From Paul VI to Confession: 10 books that impressed me in 2017

CP&S:  We would add Cardinal Robert Sarah’s two excellent books to this list. May we also presume that Marcantonio Colonna’s The Dictator Pope, available in English only as an e-book at present, might be added to the list next year?

By Francis Phillips

Pope Paul VI appeals for world peace in 1965 at the UN headquarters in New York (CNS)

Choosing these 10 was a real struggle

It is hard as a book blogger to choose between all the books one has read throughout the year in order to select ones that particularly stand out, for the purpose of a Christmas round-up. After some debate with myself on the merits of various volumes, here is my final list and why I have chosen them:

1.  I met Paul VI. By Archbishop Rino Fisichella (Gracewing, £7.99) A short memoir providing some interesting anecdotes and insights into the personality of this shy and saintly man.

2.  Cor Jesu Sacratissimum. By Roger Buck. (Angelico Press).

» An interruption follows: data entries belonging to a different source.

PR #12675, opened 2016-08-14
Adds code folding support for handlebars template files

thehogfather:
Adds a new range finder to detect foldable regions and enable code folding for blocks and helpers in handlebars template files.


src/extensions/default/CodeFolding/foldhelpers/handlebarsFold.js
```diff
@@ -0,0 +1,158 @@
+/**
+ * Fold range finder for handlebars/mustache template type files.
+ * @author Patrick Oladimeji
+ * @license MIT
+ * @date 14/08/2016 22:04:21
+ */
```
ficristo: I _think_ you have to use the standard license comment of adobe on newer file now the code folding extension is in the core.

An absorbing spiritual autobiography of a man who spent years in the thrall of the New Age Movement and who shows how only the love flowing from the Sacred Heart was able to release him from the spell of secular “spirituality”.

3.  The Love that made Mother Teresa. By David Scott. (Sophia Institute Press). For those who think that God exists to make us feel good about ourselves, this book details the purgatorial darkness that enveloped Mother Teresa for many decades as she struggled for sanctity within her missionary apostolate.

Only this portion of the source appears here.